PR #272, opened 2026-09-02
schema pack / unpack: the directory tree that mirrors a root table, an IR-driven Go engine golden-locked to C++ (#257)

### LINKED ISSUE #257: Packing moves into schema: a directory tree that mirrors a root table becomes one table instance — `schema pack`, un-opinionated by construction

gafferongames:
Closes #257. **Rebased onto `main` @ `56d2a3b`** (force-pushed) — #269's page, #265's `?T`/`[E]T`, #273/#274/#279, #263's baseline, #267's JSON walk, #266's C# tables backend, #282's keyed-duplicate rule, #264 and **#278's sanitized tables leg** are all in `main`, so this stacks on nothing.

**Second cold read: MERGE-WITH-CONDITIONS. All four conditions and both nits are in, plus the coverage rows it listed.**

- The `json = "key"` hunks this branch carried verbatim are **gone**: they are `main`'s now, and this PR touches **neither `ir/` nor `internal/check/` nor `internal/codegen/` nor `generated/`**.
- The kind vocabulary is `main`'s: the engine reads `ir.TableKind*`, `ir.TableScalarKind`, `ir.TableFieldKind`, `ir.TableElemKind`. Two copies of that mapping would be two wires.
- `internal/tablenames` is main's registry of names the *generated runtimes* define; this PR emits no generated code, so it registers nothing and changes nothing there.
- `SPEC-TABLES.md`, `SPEC.md` and `USAGE.md` are `main`'s **wholesale**; only the four sentences §17 still lacked are added on top (listed below), and the diff removes no line of main's prose.
- The Makefile's `test` target is shared with #266: both sets of steps and prerequisites ride, C# first.
- `tables/examples/tables.baseline` is main's (#280's regeneration included) with one entry appended by `--update --reason` for the tables `Pack.schema` adds — new declarations only, so nothing already written moves.

## What lands

`schema pack --root T --out F <dir>` assembles ONE instance of a root table from a directory tree that MIRRORS it and writes **the root's wire bytes and nothing else**; `schema unpack` is the inverse. The engine is §17.1's: the packer carries its own implementation of §16's rules and §3's wire, inside the compiler, over the same IR the emitters use, because the compiler is a Go program and cannot run the code it emits.

`internal/tabletext` (instance model, §16 reader and writer) · `internal/tablewire` (§3 encoder and decoder) · `internal/tablepack` (the directory rule, §17.4's refusals) · `compiler.Pack` / `Unpack` / `UnpackOneFile` / `TableReport` and the two CLI verbs. `cmd/schema` still imports only `compiler` and `ir`.

## The second read's conditions

| | condition | repair |
|---|---|---|
| **G1** | float32 double-rounded — Go read through `float64`, C++ uses `strtof` | one correctly-rounded conversion at the field's OWN width: `ParseFloat(token, 32)` when single. Corpus rows for the upper band (both signs), the midpoint itself, and the smallest subnormal (both signs) |
| **G2** | `unpack` pruned only inside its own shape, so switching shapes left a tree `pack` refuses | the prune covers the ROOT'S WHOLE SHAPE — both `<field>` spellings **and** `<Root>.json` — so either form written over the other packs back clean. Fixtured in both directions |
| **G3** | a duplicate whose repeat is REJECTED wiped the first value | **re-establishment happens on PLACEMENT, not on seeing the key**: the unconditional reset is gone, and each kind re-establishes exactly where the reference does — array and keyed object before placing, nested table and union arm at their own entry, `bytes` before decoding, and a SCALAR not at all. Rows for a scalar, a float, a nested table, an array element and a keyed slot, plus the placeable and wrong-shape controls |
| **G4** | §17 promised a byte-stability a legal instance does not have | §17.3 and §17.5 carry §16.3's carve-out: the U+FFFD substitution can push a string past its bound, that lap is COUNTED rather than byte-identical (and §17.4 makes it a nonzero exit), and the fixed point is reached in one lap. Row: `str-illformed-at-bound` |
| **nit** | `pack` left a `.bin` behind when it exited 1 | the report gate runs BEFORE the write, and the write goes through a temporary renamed into place — a refused run leaves the directory as it found it |
| **nit** | the drivers' post-`Load` check ignored `report.duplicate` | both `hostile_main.cpp` and `pack_main.cpp` compare it |

**One more divergence found while mirroring that loop, and fixed:** §16.2's *presence of the KEY is the presence* means a `?T` given a value the walk will not place is still **PRESENT** — the reference sets it on the mismatch path too. Go only set it on the placed path. Row: `optional-wrong-shape`.

### #282's rule, flipped
A KEYED OBJECT'S KEYS ARE KEYS: a variant named twice is a duplicate, counted on the **resolved slot** and **before the shape check**, so a repeat the walk then refuses is still a repeat. A key naming no slot — an unknown variant, or `"None"` — is `unknown` **each time** and never a duplicate. Four rows: the repeated slot, the repeated unknown, the repeated `"None"`, and the mixed case (`unknown 2, duplicate 1`).

### Coverage rows the read listed
Trailing commas · nesting past the depth cap · a duplicate **array**, **table** and **union** key · the `json = "key"` rename addressed by its declared name (`unknown`) · base64 unpadded and empty.

**The two-sided gate now reads `pack hostile-value gate: 67 trees agree on report and wire across both engines`** — every one of those rows checked against the generated `FromJson` for report *and* bytes, not just against my own expectation.

### Sanitized twins, following #278

#278 stood the tables leg up under ASan+UBSan. Both of this PR's C++ drivers get the same treatment for the same reason: each reads a file size off disk, sizes its own buffers from it, and compares byte ranges whose lengths came out of a file or a manifest — bounds and lifetime questions `-Werror` cannot see. `PACK_INCLUDES` / `PACK_CXXFLAGS` are shared between each build and its twin so the two can never drift into covering different code, and `-fno-sanitize-recover=all` makes it a gate rather than a printout.

```
pack golden: schema pack == Save and schema unpack == ToJson for both roots      (plain)
pack golden: schema pack == Save and schema unpack == ToJson for both roots      (asan+ubsan)
pack hostile-value gate: 67 trees agree on report and wire across both engines   (plain)
pack hostile-value gate: 67 trees agree on report and wire across both engines   (asan+ubsan)
```

**Clean — nothing to report.** Worth noting what that covers: the sanitized run drives the generated `FromJson`, `ToJson`, `Load` and `Save` over 67 hostile texts, which is breadth `test/tables/main.cpp` does not reach.

## The three goldens of §17.1 — all live

| | gate | result |
|---|---|---|
| 1 | `schema pack`'s bytes **==** the generated `Save` of the same instance built by hand | both corpus roots, byte-identical |
| 2 | `schema pack` → generated `Load` → report **all zero**, and the reload re-saves identically | both roots |
| 3 | **the text `schema unpack --one-file` writes == the text the generated `ToJson` writes** | both roots, byte-identical — the C `%g` shortest-round-trip float spelling, the pretty-print contract and every vocabulary spelling all agreeing at once |

`--one-file` is §17.2's last rule as an output shape (one `<Root>.json`, same instance, same writer, same bytes as the expanded tree); it exists because one whole text is what a backend's `ToJson` produces, which is what makes golden 3 a comparison of two texts rather than of a tree against an object.

## The gate that catches the review's class — now TWO-SIDED

`tables/pack/hostile-values/` — **43 trees, one per rule §16 states**, with a manifest both halves read. The same text goes through the packer **and** through the generated `FromJson`, and:

1. their **reports must agree counter for counter**;
2. their **wire bytes must agree byte for byte** — one text, one wire, two engines;
3. the bytes must then **`Load` clean and re-save identically**;
4. a case the manifest calls refused must be **refused by both**.

Negative control: relax one rule of the number grammar (accept a leading `+`) and the gate goes red.

It found real divergences on its first runs — the keyed-duplicate question that became #282, and then G1/G3 above once the second read's generator drove ~6,000 structured cases through it. That is the gate doing its job.

## The cold review's twelve findings

| | finding | repair |
|---|---|---|
| **F1** | `unpack` of a variable-length root recursed without bound | refused **by name on both verbs, before a byte is read or written**: `Decode` returns the refusal instead of folding it into the report, `Unpack` honours it, the writer spells a null pointer as `null`, and the write path carries §3.1's depth cap |
| **F2** | `bits(N)` never clamped | clamps at its IMPLIED `[0, 2^N − 1]`, counted, exactly as the descriptors carry it — and the corpus now packs a `bits(6)` at its maximum, with the over-range case in the hostile-value gate |
| **F3** | the tokenizer was neither RFC 8259's nor the backend's | RFC 8259's production, the backend's semantics: integral-in-value however spelled; a fractional value `kind_mismatch`; a magnitude the width cannot hold `kind_mismatch`; **no path stores an infinity**; `1-2 +7 007 01 .5 3. 1e 1e+ 1..2 1e2e3 5+ --3 1.2.3` malformed; `-0` into unsigned silent. The 37-row table is a fixture, and every row now runs against the backend too |
| **F4** | invalid UTF-8 written; a lone surrogate gave different wire bytes | ill-formed bytes write as U+FFFD; a lone surrogate escape READS as U+FFFD instead of manufacturing CESU-8. Golden 3 is the gate for the whole class |
| **F5** | `unpack` → `pack` not byte-stable into a populated tree | `unpack` PRUNES the entries it owns and did not write; the gate runs over a pre-populated tree |
| **F6** | §16/§17 were #269's first revision | the three files are `main`'s wholesale |
| **F7** | `null` on a `?T` was `kind_mismatch` | ABSENT on a `?T`, null on a pointer, `kind_mismatch` everywhere else |
| **F8** | `measure == save` was a tautology | `Measure` and the assertion deleted, with the reason where the function was |
| **F9** | the negative control sabotaged a tracked file | both negative controls build through `go build -overlay` from a copy under `build/` |
| **F10** | dot-entries skipped unreported | only a hidden **non-`.json` file** is passed over, and it is **named** |
| **F11** | the verbs reformatted `.schema` sources | `pack` and `unpack` load without format-in-place |
| **F12** | a non-silent report exited 0 | exits nonzero; `--tolerate` accepts it |

## The rest of the battery

Round trips: `unpack` → `pack` byte-stable for both roots, twice around, into a pre-populated tree, and through the one-file shape. Hostile trees (8) each refused naming the file and the reason. §16's rules as Go fixtures. §4's tolerance on the wire. A **pinned text** for the expanded per-field tree — the shape `ToJson` has no equivalent for. Fuzz: 7.9M execs clean over 45 s with a committed seed corpus, including the one real thing it found — the text form's fixed point is reached after ONE lap, because replacing an ill-formed byte with U+FFFD can push a `string(N)` past its bound, which is #267's stated cost and is now a named test.

## What §17 gained (the only page edits)

1. **§17.1** — `--one-file` is what makes the third golden a comparison of two whole texts; the hostile-value corpus is a two-sided differential (§17.5).
2. **§17.3** — the shape `unpack` writes, and why it PRUNES.
3. **§17.4** — a hidden non-JSON file is passed over and named; a non-silent report is a nonzero exit, `--tolerate` accepting it; neither verb writes to the unit's sources.
4. **§17.5** — the hostile-value corpus, and byte-stability *into a tree that already holds one*.

`USAGE.md` gains the matching paragraph in its existing pack section.

## Decisions, mine, labelled

1. **`unpack` writes the EXPANDED tree and prunes** what it owns and did not write; what it does not own is left for `pack` to name. `--one-file` is the opt-in for §17.2's last rule.
2. **A variable-length root is refused by name on both verbs** — §16.1 makes its text form a builder surface, a named follow-on.
3. **Invalid UTF-8 is byte-transparent on READ** and replaced on WRITE, both mirroring the backend.
4. **Only a hidden non-`.json` FILE is passed over**, and it is named.
5. **`--tolerate`, not `--strict`**: silence is the default contract, so the flag is the one that accepts noise.
6. **A repeated keyed slot key mirrors the reference** (above), pending the owner's word.


gafferongames:
## Cold adversarial review — #272

Reviewed at `c63f954` in a fresh clone, built and run on arm64 macOS 26.6.2, Apple clang 21.0.0, go 1.27.0. The oracle for §16 is #267 at its head (`origin/tables-json-walk` @ `b12175e`), generated and built independently; the oracle for the wire is this branch's own generated `PackTable.h` / `TablesTable.h`. The spec of record is `origin/spec-design-of-record` @ `2541a52`. This lands after #269, #265 and #267 by owner ruling.

**Verdict: DO-NOT-MERGE as it stands.** The shape is right and most of the engine is a faithful port — eight rich differential cases agree byte for byte on wire, report *and* text. But four defects break the PR's own central claim ("one implementation in the compiler and one in every generated backend are made ONE WIRE by goldens"): one of them hangs the tool on a one-line input, one makes `schema pack` write bytes this branch's own C++ reader refuses to accept clean, and two make the same authoring text produce different wire bytes on the two sides. None is a redesign; all are small and local.

---

# Findings

## F1 — `schema unpack` of a variable-length root recurses without bound. Hang, then OOM, from a zero-byte input.

Decision 2 ("a variable-length root is refused by name") is implemented on `pack` only. `unpack` refuses nothing and walks straight into unbounded recursion.

```
$ ./bin/schema unpack --root Scene --in /dev/null out/ tables/pointers
# ... never returns. GOTRACEBACK=all + SIGQUIT after 6s:
goroutine 1 gp=0x235b880221e0 m=nil [runnable]:
tabletext.(*Model).writeValue(0x235b881823b0, 0x235b8b9ff888, 0x235b8bd310e0, 0x7b74)
	internal/tabletext/write.go:65
tabletext.(*Model).writeScalar(...)
	internal/tabletext/write.go:181
tabletext.(*Model).writeField(...)
	internal/tabletext/write.go:115
```

`0x7b74` is the `depth` argument: 31 604 levels and climbing, with `out/name.json` and `out/version.json` already on disk. Three lines:

- `internal/tablewire/decode.go:21-24` — `Decode` *does* call `refuseVariable`, then **throws the diagnostic away** and only sets `report.Malformed`.
- `internal/tablepack/unpack.go:32` — `tablewire.Decode(m, inst, wire, &report)`: the return value is discarded, so `Unpack` proceeds to write the tree regardless.
- `internal/tabletext/write.go:176-181` — `if st := StructOf(f); st != nil { inst := cell.Tab; if inst == nil { inst = m.New(st) }; ... }`. A **null pointer materialises a fresh instance and writes it**. For `next *ListNode` that is infinite. There is no `null` case in the writer at all and no depth cap on the write path (`maxJsonDepth` is checked only on read).

Even without recursion this is wrong: the page's `pointer *T` row says "object, or `null`; `null` is a null pointer". Today a non-recursive `*Settings` at null would be written as an object of defaults.

## F2 — `bits(N)` is never clamped. `schema pack` writes bytes this branch's own C++ reader will not read clean, and `pack → Load → Save` is not byte-stable.

`internal/tabletext/value.go:371-382` — `StorageBytes` for `ir.TBits` returns 4 or 8 **bytes**; the bit width is never a bound. `readScalar`'s last clamp (`read.go:783`) therefore does nothing for `bits(N)`.

```
$ mkdir -p tree/weapons && echo '{ "channel": 64 }' > tree/weapons/0-a.json
$ ./bin/schema pack --root RootConfig --out t.bin --verbose tree tables/examples
packed t.bin: 24 bytes
report: silent — the data matched the schema exactly
                                          vvv
  cd 91 0e 0f 00 00 00 0d 01 00 00 00 06 00 00 00 66 73 06 40 00 00 00 00
```

Fed to `RootConfigLoad` from `build/tables-generated/examples/TablesTable.h` (this branch's own emitter):

```
load ok=1 unknown=0 kind_mismatch=0 clamped=1 malformed=0
resave=24 (in=24)
RESAVE: ***DIFFERS***
  in : ... 66 73 06 40 00 00 00 00
  out: ... 66 73 06 3f 00 00 00 00
```

So gate 2 of the PR's own golden ("a C++ `Load` of pack's bytes reports **all zero**") is false for any tree the corpus does not happen to cover, and `pack` reported *silent* while C++ `FromJson` of the same text reports `clamped=1`. `tables/pack/root/weapons/0-cannon.json` uses an in-range channel, which is why the golden is green.

## F3 — the number tokenizer is neither RFC 8259's nor #267's. 18 of 37 tokens diverge; several place silent garbage.

`internal/tabletext/read.go:291-315` (`scanNumber`) lifts any run of `[0-9+-.eE]` containing a digit, and sets `integral=false` on `.`/`e`/`E` alone. `tokenInteger` (`read.go:926-966`) then does `token[i] - '0'` on whatever bytes are in it — byte arithmetic, wrapping.

Same text to both readers, `ProfileConfig`:

| token | C++ #267 (and the page) | Go #272 |
|---|---|---|
| `1e3`, `1e2`, `1E2`, `1e+2`, `2.0`, `1.0e1`, `0.0`, `0e0` | integer placed (1000, 100, …) | **`kind_mismatch`, value dropped** |
| `1-2` | `malformed` | **places 2632** |
| `+7` | `malformed` | **places 7** |
| `007`, `01` | `malformed` | **places 7 / 1** |
| `.5`, `3.`, `1.2.3` | `malformed` | `kind_mismatch` |
| `--3` | `malformed` | `clamped`, value 0 |
| `1e`, `1e+`, `1..2`, `1e2e3` | `malformed` | **+Inf stored, report silent** |
| `1e400`, `1e1000000`, `9e99999`, `1.79769…e309`, `1e39` into a `float32` | `kind_mismatch`, "never stored as infinity" | **+Inf stored, report silent** |
| `-0` into an unsigned field | silent (fixed in #267 `b12175e`) | **spurious `clamped`** |

`saturateFloat` (`read.go:971-976`) returns `±Inf` on any `ParseFloat` error, so *every* malformed float token becomes an infinity. That collides head-on with the writer, which correctly refuses one — end to end:

```
$ mkdir -p tree/profiles && echo '{ "precision": 1e400 }' > tree/profiles/0-a.json
$ ./bin/schema pack --root RootConfig --out inf.bin --verbose tree tables/examples
packed inf.bin: 31 bytes
report: silent — the data matched the schema exactly      <-- the report lied

$ ./bin/schema unpack --root RootConfig --in inf.bin out/ tables/examples
schema: float +Inf has no JSON spelling — the writer refuses it rather than
losing it silently (SPEC-TABLES.md §16.2)
exit=1
```

The page states the invariant this breaks in as many words: *"The read path cannot produce one (above), so an instance that came from a text is always writable."*

`1-2 → 2632` and `01 → 1` are the ones that matter most: a typo in an authoring file becomes a value, silently, with a clean report.

## F4 — the writer emits invalid UTF-8, and a lone surrogate escape produces different WIRE bytes.

`internal/tabletext/write.go:265` passes stored bytes through verbatim. `internal/tabletext/read.go:246` takes a lone lead surrogate as itself and encodes it as CESU-8.

```
input: { "name": "\uD800x" }
C++ #267 wire: df 30 0c 04 00 00 00 ef bf bd 78 00 00      (U+FFFD)
Go  #272 wire: df 30 0c 04 00 00 00 ed a0 80 78 00 00      (CESU-8)   <-- different bytes
```

```
input: { "name": "a\xffb" }   (raw invalid UTF-8; wire agrees, 61 ff 62)
C++ ToJson: 231 bytes — "a�b" as U+FFFD
Go  Write : 229 bytes — 0xff passed through, so the emitted text is not valid UTF-8
```

Page §16.3 and #267's §16.2 both require it: *"The writer always emits valid JSON and valid UTF-8 … a lone surrogate escape READS as U+FFFD rather than manufacturing CESU-8."* This is also the golden the branch does not carry — page §17.1's third one, *"every text `schema unpack` writes is byte-identical to the one the backend's `ToJson` writes"* — which is precisely the gate that would have caught it.

## F5 — `unpack` → `pack` is not byte-stable into a directory that already holds a tree.

`unpack` writes but never prunes (`internal/tablepack/unpack.go`): an absent `?T` and a guarded-out field write no file — and do not delete the stale one. Unpacking a newer `.bin` over yesterday's checkout resurrects both.

```
table Outer { keep int32, extra ?Inner, flag bool, if flag { guarded int32 } }

$ ./bin/schema pack --root Outer --out a.bin treeA sch    # keep=1, extra present, flag=true
$ ./bin/schema unpack --root Outer --in a.bin work sch    # work/ = keep,extra,flag,guarded
$ ./bin/schema pack --root Outer --out b.bin treeB sch    # keep=2 only -> 9 bytes
$ ./bin/schema unpack --root Outer --in b.bin work sch    # SAME dir
$ ls work            # extra.json, flag.json, guarded.json, keep.json  <-- two stale
$ ./bin/schema pack --root Outer --out c.bin work sch
b.bin : 337a04020000000000                                (9 bytes)
c.bin : 337a040200000079b50d090000003ddf040900000000000000 (25 bytes)
```

Page §17.3 and this branch's §17.2 both say flatly "`unpack` → `pack` is byte-stable". It is, only into an empty directory — which is not the workflow the verb exists for. Either prune what would not be written, or refuse a non-empty target without a flag; and move the round-trip gate onto a **pre-populated** tree.

## F6 — decision 7 is not accurate, and merging as-is would revert #269.

§16/§17 here are verbatim from #269's **first** revision, `d9d3748`, not its head `2541a52` ("close the cold read's ten fixes, and the enum-keyed slot ruling", landed the same day). `diff` of §16 against `d9d3748` is exactly the three claimed additions and nothing else — but against the page's head it is 100+ lines short. What this branch's copy would take back out:

- the **Numbers** paragraph (`2.0`/`1e3` are integers; `1-2`, `5+`, `1.2.3`, `--3` are `malformed`);
- the **`null`** paragraph (`kind_mismatch` everywhere except `?T` → absent and pointer → null);
- **§16.3 "What the writer refuses"** in full — the -1 rules and the valid-UTF-8/U+FFFD obligation;
- the rewritten **Guarded fields** rule (reading places every key whatever the order);
- last-wins **as a whole value**, and `report.duplicate` in the report list;
- the **pretty-print contract** (one entry per line, two-space indent) — the thing that makes byte-comparison of texts checkable at all;
- `"This section states RULES, not one implementation"` — the paragraph #269 wrote *for this engine*;
- **§17.1 "The engine"** as its own subsection, with its **third** golden (unpack's text == the backend's `ToJson`);
- the §16.2 rows for `None` writing as `"None"` / `{}` / `[]`, `"None"` as a keyed key, base64 padding, `bits(N)`'s implied bound, float-width `kind_mismatch`.

The numbering shifts by one as a result: what this branch calls §17.1–§17.4 is §17.2–§17.5 on the page, and the Makefile comment cites "§17.4" for what the page calls §17.5.

Worse, two of the pasted sentences contradict **this branch's own code**:

- "integers, `bits(N)` … integral; **a fraction is malformed**" — `read.go:770-776` counts `kind_mismatch` (which is right, and is what the page says).
- "a guarded group's fields are placed **only when the guard reads true**" — `readTable` places every key it can name regardless of guard, and I confirmed the two key orders pack to identical bytes. Right code, stale prose.

Take §16/§17 from `2541a52`, re-apply the three additions on top, and re-check every rule in this review against it.

## F7 — `?T` reads `null` as `kind_mismatch`; the page says ABSENT.

`Shape()` never returns `'z'`, so `null` fails the shape check for every kind including `?T` and pointers.

```
$ echo '{ "gunner": null }' > tree/ships/Fighter.json
$ ./bin/schema pack --root PackConfig --out t.bin --verbose tree tables/examples
report: unknown 0, kind_mismatch 1, clamped 0, duplicate 0, malformed false
```

Page: *"`null` is `kind_mismatch` for every kind except the two where absence is a value: a `?T` reads `null` as ABSENT, and a pointer reads it as null."* Not testable against #267 (it has no `?T`), so this branch is the only implementation — and the page wins.

## F8 — `measure == save` is a tautology, and the test that asserts it cannot fail.

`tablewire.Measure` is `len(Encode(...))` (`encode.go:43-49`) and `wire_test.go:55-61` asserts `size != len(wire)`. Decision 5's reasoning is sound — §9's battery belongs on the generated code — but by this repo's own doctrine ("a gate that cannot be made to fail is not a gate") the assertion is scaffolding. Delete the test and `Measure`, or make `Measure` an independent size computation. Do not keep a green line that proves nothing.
◆ ◆ ◆ ◆
### What is required
Using the material above, tally each line where the word "reports" appears. Reply with the total only.

### Problem solution
2